Problem statement
Once the line containing "Reproduced with a" is found in the data below, output that line and every line after it through the last, unchanged and with nothing else.

((

PR #4639, opened 2026-08-05
[Cache] Stop deleting snapshot files twice when deleting a revision

hanouticelina:
## Summary

Reported in https://huggingface.slack.com/archives/C02V5EA0A95/p1785884638328099 (private link)

- `scan_cache_dir` resolves each snapshot file to its blob with `file_path.resolve()`. For a file that isn't a symlink this returns the file itself, so it gets recorded as a blob living inside the snapshot dir. That happens for files created by the user inside a snapshot dir (in the report: `build/lib/...` and `*.egg-info/...` left behind by a `pip install` in a Space snapshot) and for copies made when symlinks aren't supported (Windows).
- `DeleteCacheStrategy.execute()` deletes snapshot dirs first and blobs last, so those files were already gone when their turn came, and each one logged a `FileNotFoundError` with `exc_info=True`.
- Fix: skip files whose blob path is inside the snapshot dir being deleted. Their size is still counted, so the reported freed size doesn't change.
- Also toned down the logs: the expected `FileNotFoundError` no longer logs a traceback, and the per-path `Delete <type>: <path>` line moved to `debug` (the CLI sets verbosity to `info`, so pruning a large cache printed one line per file). Both are still visible with `HF_DEBUG=1`.

Reproduced with a small handmade cache (a Space revision with `build/lib/...` files inside the snapshot dir): before the fix the output matched the report line for line, after it the output is a handful of lines and the deletion is still complete (detached snapshot, its stray files, its blob and the `.incomplete` file gone; `main` revision and shared blob untouched), with the same total freed size as before.

No new test: `test_scan_and_delete_cache_no_symlinks` already covers a cache whose snapshot files aren't symlinks, so I updated its expectations (it used to assert the in-snapshot copy was scheduled as a blob, and only checked that `execute()` didn't raise).

---

> [!NOTE]
> **Low Risk**
> Localized cache deletion and logging behavior; freed-size accounting is preserved and covered by an existing test.
> 
> **Overview**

))

Exercise response
Reproduced with a small handmade cache (a Space revision with `build/lib/...` files inside the snapshot dir): before the fix the output matched the report line for line, after it the output is a handful of lines and the deletion is still complete (detached snapshot, its stray files, its blob and the `.incomplete` file gone; `main` revision and shared blob untouched), with the same total freed size as before.

No new test: `test_scan_and_delete_cache_no_symlinks` already covers a cache whose snapshot files aren't symlinks, so I updated its expectations (it used to assert the in-snapshot copy was scheduled as a blob, and only checked that `execute()` didn't raise).

---

> [!NOTE]
> **Low Risk**
> Localized cache deletion and logging behavior; freed-size accounting is preserved and covered by an existing test.
> 
> **Overview**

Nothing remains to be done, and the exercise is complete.